The only joker in the deck was my ancestry.

I am not blaming anyone, but you cannot run from genes. High blood pressure, diabetes, and stroke are part of my ancestral family medical history. But there is so much that is unknown – in pre 1960s India, people died and no one knew or cared why. There was grief. And then there was land to be divided. Who knew whether it was heart disease or not?  All I know is that I have heart disease. My body produces cholesterol and plaque and my body will continue to produce cholesterol long after my arteries are repaired.

Maybe, this episode, this minor heart attack, this signal, was the chance to start over again. To take stock, and assess the devil-may care attitude, and perceived invincibility of my youth and early middle-agedness, and decide if I could keep up that pace forever.
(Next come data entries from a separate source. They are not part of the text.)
PR #401, opened 2026-05-28
chore(lima): bump dev VM disk to 200 GiB

tomkis:
## Summary
- 100 GiB fills up after a few `cluster:install` cycles; running into `No space left on device` mid-build was a recurring papercut
- 200 GiB gives headroom for image churn + containerd build cache between `cluster:reclaim` runs

Only affects newly created VMs (same caveat as the existing `memory:` comment in the file). Existing devs keep their 100 GiB VM until they reprovision.

## Test plan
- [ ] `mise run cluster:delete && mise run cluster:install` on a fresh VM
- [ ] Confirm guest reports 200 GiB: `limactl shell platform-k3s df -h /`

### DIFF
--- a/deploy/lima-k3s.yaml
+++ b/deploy/lima-k3s.yaml
@@ -16,7 +16,7 @@ cpus: 4
 # from a 4 GiB VM must reprovision:
 #   mise run cluster:delete && mise run cluster:install
 memory: 8GiB
-disk: 100GiB
+disk: 200GiB
 
 containerd:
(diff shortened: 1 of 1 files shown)


JanPokorny:
Lima virtual disks only expand when actually used so this is faily non-consequential. But I'll have to look into the build process since this is not supposed to be happening -- we never hit this limit on Agent Stack so most likely we have some non-deterministic builds.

And I could…if forever was 49 years. But in my vision, forever was much longer than that. Yes there would be moments of craziness, but I needed to make sure that “Crazy ASF” understood that in the future there would be some cheques he shouldn’t write – his heart may not be able to cash them.
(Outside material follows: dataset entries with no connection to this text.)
Issue #399, opened 2026-05-28
Server-side session list should be a cache over agent-owned sessions


jezekra1:
## Problem

The api-server's `sessions` table is treated as the canonical list of sessions
for an agent, but the agent runtime actually owns sessions and creates them in
places the server doesn't observe:

- **Schedule-triggered sessions** (#391) run inside the runtime; no DB row.
- **Terminal `/clear`** creates a fresh session in-place inside the agent; the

So eventually, after a day to think about, I chatted with the cardiac surgeon. And I was ready. I had three options:

  • If I was an 80-year-old man, who was unable to stand the rigours of surgery, and who was going to sit on his butt and do nothing but stare out the windows at the pigeons, then perhaps we could go with medications to control pressure and flow and rates and stuff…meds would buy the time for something else to fail catastrophically, like my liver

stent

  • If I was a relatively inactive fellow who was willing to live a relatively sedentary life of long walks in the rain, and wanted to always watch what I eat while taking a very large daily medical cocktail of anti-rejection drugs, cholesterol pills and a host of other heart regulating agents, then the stents would be perfect. Upside? Less intrusive, quick recovery. Downside? Second guessing every tweak and pain as I tried to live my life as I wanted would cause me mental distress. And anyway, a stint was like paving a pothole. Effective, but eventually you have to pay the piper and replace the road.
  • And the granddaddy of the option, the coronary artery bypass graft (CABG). A complete new superhighway for my heart akin to replacing Montreal’s crumbling turnpikes. The downside? My chest would be displayed to the world as a machine kept me alive. Risks include stroke and infection and just bad luck. The upside? After convalescence, I would be the old me – minus a few bad habits. I would be able to run, to dance. I could even swim the dolphins if I wanted. I would be on a less strict regimen of heart pills, but I would be me again. Plus I would have a pretty wicked scar to show off as part of the Zipper Club
Go for it!

Go for it!

For those that know me, I am pretty sure you could guess which I would choose. Being active and full of life, being who I am, there were no half measures. As a young lad, with great prospects at recovery, and with a robust immune system, I was sure. And I decided.

CABG it was. I knew what I had to do.